Подвал, спуск в который спрятан за почти неприметной дверью в самой глубине первого этажа. Огромный, тёмный, расходящийся в стороны множеством полуобвалившихся коридоров и с кучей полузатопленных кабинетов. Судя по всему, при жизни клиники здесь проводили ужасающие сеансы гидротерапии, потому что за мрачными дверьми скрываются помещения, в которых стоят огромные почерневшие ванны. И вода по колено, а где-то и по пояс. Устроив партнёра в самой дальней комнате, уложив его в ванну, Тошимаса залезает на него сверху, прижимается к нему и затихает, прикусывая губу. Даже если заглянут, вряд ли увидят, темнота — глаз выколи, а ночного зрения у людей, слава богу, нет.
Вокруг капает и шумит вода, стекая по исписанным стенам, эти звуки эхом отдаются в ушах. Прислушиваясь, не вклинится ли в это «кап, кап, кап» топот сверху, Тошимаса гладит пальцами лицо неподвижно лежащего под ним Каору. В этой темноте хорошо видно, как светятся прожилочки в его широко раскрытых глазах, похожие на созвездия на ночном небе.
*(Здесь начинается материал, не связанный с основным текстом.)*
PR #1110, opened 2025-02-26
Made Vocabulary's properties be initialized only ONCE on creation

Lyrcaxis:
Minor QOL improvement on the `Vocabulary` class with a slight performance increase.
Reason was I'm worried about llama.cpp internal deadlocks/mem. corruption based on an issue reported by @dpmm99.
image
I'm not 100% sure if this will solve the issue, but it's one less thing to worry about. Maybe we can narrow it down little by little.

### DIFF
--- a/LLama/Native/SafeLlamaModelHandle.cs
+++ b/LLama/Native/SafeLlamaModelHandle.cs
@@ -635,62 +635,60 @@ namespace LLama.Native
             /// <summary>
             /// Map of each token in this vocabulary to its string representation
             /// </summary>
-            internal readonly IReadOnlyDictionary<LLamaToken, string> TokenToString;
+            public readonly IReadOnlyDictionary<LLamaToken, string> TokenToString;
 
             /// <summary>
             /// Contains unique tokens that are supposed to end the generation (e.g.: EOS, EOT, etc)
             /// </summary>
-            internal readonly IReadOnlyList<LLamaToken> EOGTokens;
+            internal readonly HashSet<LLamaToken> EOGTokens;
 
             /// <summary>
             /// Contains unique tokens that exist for inference control rather than text output
             /// </summary>
-            internal readonly IReadOnlyList<LLamaToken> ControlTokens;
+            internal readonly HashSet<LLamaToken> ControlTokens;
 
-            internal Vocabulary(SafeLlamaModelHandle model)
+            internal unsafe Vocabulary(SafeLlamaModelHandle model)
             {
                 _model = model;
-                TokenToString = GetVocabCache();
 
                 // Cache the various properties that llama.cpp API exposes about the vocab
-                unsafe
-                {
-                    var vocabNative = llama_model_get_vocab(_model);
-                    Count = LLamaVocabNative.llama_vocab_n_tokens(vocabNative);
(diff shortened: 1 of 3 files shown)


Lyrcaxis:
rerun tests

LLama/Native/SafeLlamaModelHandle.cs
```diff
@@ -631,34 +632,65 @@ public sealed class Vocabulary
...
 
+            /// <summary>
+            /// Map of each token in this vocabulary to its string representation
+            /// </summary>
+            public readonly IReadOnlyDictionary<LLamaToken, string> TokenToString;
+
+            /// <summary>
+            /// Contains unique tokens that are supposed to end the generation (e.g.: EOS, EOT, etc)
+            /// </summary>
+            public readonly HashSet<LLamaToken> EOGTokens;
```
martindevans, line 643: publically exposing mutable collections isn't great. Would it be better just to make all three of these collections private, so there's no change to the public API, just the way it's implemented internally?

LLama/Native/SafeLlamaModelHandle.cs
```diff
@@ -669,232 +701,88 @@ internal Vocabulary(SafeLlamaModelHandle model)
...
-            {
-                get
-                {
-                    unsafe
-                    {
-                        return LLamaVocabNative.llama_vocab_n_tokens(VocabNative);
-                    }
-                }
-            }
+            public int Count { get; init; }
```
martindevans, line 704: I think these properties can all just be `{ get; }`?

martindevans:
@dpmm99 does this fix (or at least improve) the issue you were talking about in Discord?

LLama/Native/SafeLlamaModelHandle.cs
Lyrcaxis: Would something like this do? Or should I make them completely private?
image

dpmm99: Use FrozenSet or ImmutableHashSet?

dpmm99: Isn't it .NET Standard 2.0, not .NET Framework 2.0, that we're using? Both are supported there via a NuGet package.

Lyrcaxis: Oh, right! But it's still not available on .NET Standard 2.0 :P

martindevans: I think it's better just to make them private for this PR, since it's just meant to be fixing a bug. We can debate making them public (and what type to use) in another PR.

martindevans (approved):
Looks good 👍

dpmm99:
> @dpmm99 does this fix (or at least improve) the issue you were talking about in Discord?

Negative.

martindevans:
Since this didn't fix the bug shall we close this PR?

Lyrcaxis:
> Since this didn't fix the bug shall we close this PR?

I think it’s still a decent improvement — huge performance-wise depending on use case. But your call.

martindevans:
Oh if it's a large performance improvement as well let's merge it! I thought it was jsut a potential bugfix. Do you have any benchmarks for how much of a gain it is?

PR #1111, opened 2025-02-26
Cleaned up non-important warnings from the error list

Lyrcaxis:
LLamaSharp had [a lot of warnings that appear on each PR](https://github.com/SciSharp/LLamaSharp/pull/1110/files#file-llama-llamainteractexecutor-cs-L102), and bloat the error list.
Some of them are valid, but most of them are just nullables stuff, or missing documentations.
This PR takes care of the non-important warnings, bumping the visibility of current and future important ones.

For reference, here is how it looks on current master:
image

And here are the warnings that remain after this PR -- only obsolete warnings and warnings about await:
image

### DIFF
--- a/LLama/LLamaExecutorBase.cs
+++ b/LLama/LLamaExecutorBase.cs
@@ -395,7 +395,7 @@ namespace LLama
             public bool NeedToSaveSession { get; set; }
         }
 
-#pragma warning disable // Missing XML and irrelevant nullable warnings
+#pragma warning disable CS1591, CS8618 // Missing XML and irrelevant nullable warnings
         [JsonConverter(typeof(PolymorphicJSONConverter<ExecutorBaseState>))]
         public class ExecutorBaseState
         {
--- a/LLama/LLamaExecutorBase.cs
+++ b/LLama/LLamaExecutorBase.cs
@@ -395,6 +395,7 @@ namespace LLama
             public bool NeedToSaveSession { get; set; }
         }
 
+#pragma warning disable // Missing XML and nullable warnings that
         [JsonConverter(typeof(PolymorphicJSONConverter<ExecutorBaseState>))]
         public class ExecutorBaseState
         {
@@ -431,5 +432,6 @@ namespace LLama
             [JsonPropertyName("mirostat_mu")]
             public float? MirostatMu { get; set; }
         }
+#pragma warning restore
     }
 }
--- a/LLama/LLamaExecutorBase.cs
+++ b/LLama/LLamaExecutorBase.cs
@@ -395,7 +395,7 @@ namespace LLama
             public bool NeedToSaveSession { get; set; }
         }
 
-#pragma warning disable // Missing XML and nullable warnings that
+#pragma warning disable // Missing XML and irrelevant nullable warnings
         [JsonConverter(typeof(PolymorphicJSONConverter<ExecutorBaseState>))]
         public class ExecutorBaseState
         {
--- a/LLama/LLamaInstructExecutor.cs
+++ b/LLama/LLamaInstructExecutor.cs
@@ -25,8 +25,6 @@ namespace LLama
         private LLamaToken[] _inp_pfx;
         private LLamaToken[] _inp_sfx;
 
-        private ISamplingPipeline? _pipeline;
-
         /// <summary>
         /// 
         /// </summary>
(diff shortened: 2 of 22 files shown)


LLama/LLamaExecutorBase.cs
```diff
@@ -395,6 +395,7 @@ protected class InferStateArgs
             public bool NeedToSaveSession { get; set; }
         }
 
+#pragma warning disable // Missing XML and irrelevant nullable warnings
```
martindevans, line 398: I think it could be better to suppress the specific warnings, rather than _all_ warnings.

Lyrcaxis: Good catch ^^ There were so many warnings I might have accidentally lazied out a few

LLama/LLamaInteractExecutor.cs
```diff
@@ -69,15 +73,15 @@ public override Task LoadState(ExecutorBaseState data)
             if (data is InteractiveExecutorState state)
             {
                 _n_session_consumed = state.ConsumedSessionCount;
-                _embed_inps = state.EmbedInps.ToList();
+                _embed_inps = state.EmbedInps!.ToList();
```
martindevans, line 76: Same issue with suppressions as mentioned above.

LLama/LLamaInstructExecutor.cs
```diff
@@ -266,12 +264,12 @@ public class InstructExecutorState : ExecutorBaseState
             /// Instruction prefix tokens.
             /// </summary>
             [JsonPropertyName("inp_pfx")]
-            public LLamaToken[] InputPrefixTokens { get; set; }
+            public LLamaToken[]? InputPrefixTokens { get; set; }
```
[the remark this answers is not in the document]
Lyrcaxis: These were two separate warnings. This `?` here regards the `Should not leave constructor as null` warning.

LLama/Native/LLavaImageEmbed.cs
```diff
@@ -7,6 +7,13 @@ namespace LLama.Native;
 [StructLayout(LayoutKind.Sequential)]
 public unsafe struct LLavaImageEmbed
 {
+    /// <summary>
+    /// The embeddings of the embedded image. Should be a float[]
```
martindevans, line 11:
```suggestion
    /// The embeddings of the embedded image.
```
Span or Memory or any other buffer type is acceptable too!

LLama/Native/NativeApi.cs
```diff
@@ -18,11 +18,6 @@ public static void llama_empty_call()
             llama_max_devices();
         }
 
-        /// <summary>
-        /// Call once at the end of the program - currently only used for MPI
-        /// </summary>
-        public static extern void llama_backend_free();
```
martindevans, line 24: Please keep this (but feel free to make it private and suppress warnings about it being unused). When updating the binaries I try keep it one-to-one with llama.cpp, with nothing missing.

LLama/LLamaInstructExecutor.cs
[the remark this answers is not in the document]
Lyrcaxis: I think it's fine for it to be retrieved as null as long as it throws on the appropriate place (when it's used).
It deserializes from the file, so if it's null there, it sounds proper this class can keep them as nullable.

When using it, though, the `state.InputPrefixTokens!;` is a bit hacky indeed.
I think adding backing fields for this is a little overkill though.

Dunno. How would you suggest we approach this?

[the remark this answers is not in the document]
martindevans: I think you're right 👍

In this case any fixes to work around the nullability don't seem worth the extra work.

martindevans:
Thanks for doing this. We've been needing cleanup here for a long time!

LLama/LLamaInstructExecutor.cs
```diff
@@ -72,17 +70,17 @@ public override Task LoadState(ExecutorBaseState data)
...
                 _is_prompt_run = state.IsPromptRun;
                 _consumedTokensCount = state.ConsumedTokensCount;
-                _embeds = state.Embeds.ToList();
-                _last_n_tokens = new FixedSizeQueue<LLamaToken>(state.LastTokensCapacity, state.LastTokens);
-                _inp_pfx = state.InputPrefixTokens;
-                _inp_sfx = state.InputSuffixTokens;
+                _embeds = state.Embeds!.ToList();
+                _last_n_tokens = new FixedSizeQueue<LLamaToken>(state.LastTokensCapacity, state.LastTokens!);
+                _inp_pfx = state.InputPrefixTokens!;
+                _inp_sfx = state.InputSuffixTokens!;
```
GuyPago, line 79: I do have to say that you just made a lot of suppressing just to ignore the warnings, which might introduce some non indicative `NullReferenceException`s. I believe the warnings should rather remind to us provide a different behavior when its actually null, or at least provide some information to the user (or logger).

Lyrcaxis: I may have misunderstood the whole “nullables” concept, but from what I understand, they exist so developers can double check they indeed handle a possible null value properly before implementing it on a new system, and mark with “!” if they indeed did.

In reality, those values will NOT be null here based on all current implementations that the engine supports.

Let me know if you have a different view on the nullables, or if you have an alternative way to propose that handles this — or if you wanna try your hand at it I’d be happy to learn how you’ll handle this!

GuyPago: I’m thinking more long-term. If the implementation ever changes, or someone modifies the state-loading logic in the future, we might suddenly start seeing NullReferenceExceptions in unexpected places.

As for this specific comment context, `state.Embeds` is of  a non nullable type `LLamaToken[]` so I don't even think a suppression was necessary. As of `state.InputPrefixTokens`, if it can't be null in the current project implementation - why not just change its type to not nullable?

In general I agree with the inhouse double check approach you mentioned, I just hate to assume something will never happen so I made this comment because that was (almost) the only way you handled this warning across the PR, which made me wonder if a "double check" was made. Thank you for your contribution.

PR #1124, opened 2025-03-07
Added 'strict' parameter for template retrieval

Lyrcaxis:
This PR adds an additional check to the `LLamaTemplate` constructor and `Model.GetTemplate()`, causing it to throw an exception if a valid template was expected to be returned (`strict = true`) but could not be found.

This aims to avoid accidental confusion for users that try to use LLamaSharp's auto-template-formatting functionalities with a model whose template is either not supported or not found (e.g. base model vs instruct model).

The default behaviour can be disabled by passing `strict = false` when calling to retrieve the template.

### DIFF
--- a/LLama/Native/SafeLlamaModelHandle.cs
+++ b/LLama/Native/SafeLlamaModelHandle.cs
@@ -603,15 +603,24 @@ namespace LLama.Native
         /// Get the default chat template. Returns nullptr if not available
         /// If name is NULL, returns the default chat template
         /// </summary>
-        /// <param name="name"></param>
+        /// <param name="name">The name of the template, in case there are many or differently named. Set to 'null' for the default behaviour of finding an appropriate match.</param>
+        /// <param name="strict">Setting this to true will cause the call to throw if no valid templates are found.</param>
         /// <returns></returns>
-        public string? GetTemplate(string? name = null)
+        public string? GetTemplate(string? name = null, bool strict = true)
         {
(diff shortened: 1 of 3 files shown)


LLama/Native/SafeLlamaModelHandle.cs
```diff
@@ -603,15 +603,24 @@ internal IReadOnlyDictionary<string, string> ReadMetadata()
...
+        public string? GetTemplate(string? name = null, bool strict = true)
         {
             unsafe
             {
                 var bytesPtr = llama_model_chat_template(this, name);
                 if (bytesPtr == null)
-                    return null;
+                {
+                    if (strict)
+                        throw new Exception($"Tried to retrieve template for '{name}' but no templates were found.\n" +
```
martindevans, line 617: Can you use a specific exception type instead of a general `Exception`. Probably best to define a new exception in https://github.com/SciSharp/LLamaSharp/tree/master/LLama/Exceptions/.

Note: There is a `MissingTemplateException` already defined [here](https://github.com/SciSharp/LLamaSharp/blob/master/LLama/Exceptions/RuntimeError.cs#L64), but that's **not** the right thing to use (despite the name). That's for trying to use an unknown template with llama.cpp.

martindevans (changes requested):

martindevans (approved):
Looks good to me. Thanks!

PR #222, opened 2023-08-31
Updated-on-Signup-Form

CheanseanBo:
Created some more schema to user signup. Will match with the API user schema


RyanBowenDeakin (changes requested):
I'd suggest some of these should be dropdowns rather than text fields?
Roles and Gender have a name of 'confirmpassword', should be unique.

PR #223, opened 2023-09-01
EE/MH/created-folders-for-each-prototype-type

mic-0-hal:
Added folders to prototypes/engine to keep the different tasks organised


cpavia (changes requested):
Hi Michael, can you review spelling error on line 7, otherwise all good. Cheers

mic-0-hal (commented):
corrected spelling as suggested

cpavia (approved):

PR #227, opened 2023-09-02
EE/CP/Added-keras-version-instructions

cpavia:
Added a note about the Keras version to the optimised engine pipeline file in Components. Also updated the master version in the Prototype folder for other engine students.


Q-Cooke (approved):
LGTM, Thanks Charmaine

PR #228, opened 2023-09-02
EE/CP/event-detection-standalone

cpavia:
Created a standalone file with event detection. Tested and ready to deploy into a live testing environment.


Q-Cooke (approved):
LGTM

PR #229, opened 2023-09-02
Librosa Pipeline

dlees27:
Added a basic pipeline that utilises Librosa


cpavia:
Hi, can you please use the correct naming convention. It can be found in the main chat of Project Echo. Thanks!

PR #232, opened 2023-09-04
Ee/cg/transfer learning vggish

chris-gao-36:


mic-0-hal (changes requested):
This request has changes in Components as well as prototypes. Also have changes in the SW Generating heat map file.

There is no VGGish model in the files.

Also, make sure the model compiles without errors.

PR #233, opened 2023-09-04
EE/MH/created-folders-for-each-prototype-type

mic-0-hal:
added new folders


Q-Cooke (approved):
LGTM Mate, thanks heaps

PR #246, opened 2023-09-08
EE/MH/create-python-module-library

mic-0-hal:
added a template workbook that has a function to display mel spectrograms. This will be added to the


mic-0-hal:
I have moved the location of the spec display function workbook and created a folder in prototypes for it

Q-Cooke (approved):
LGTM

Если бы только в них было ещё хоть что-то помимо этих прожилок…
— Проснись, Каору, — шепчет Тошимаса, его голос почти заглушается громким капаньем воды. — Шарлотта была права, мир отвратителен, но он всё равно стоит того, чтобы увидеть его… Проснись, ты мне нужен… И у нас же миссия, я не могу выполнить её один…
Молчание. Каору пустым взглядом смотрит вверх, чуть разомкнув губы, как сломанная кукла. Даже не моргает, совсем как мёртвый.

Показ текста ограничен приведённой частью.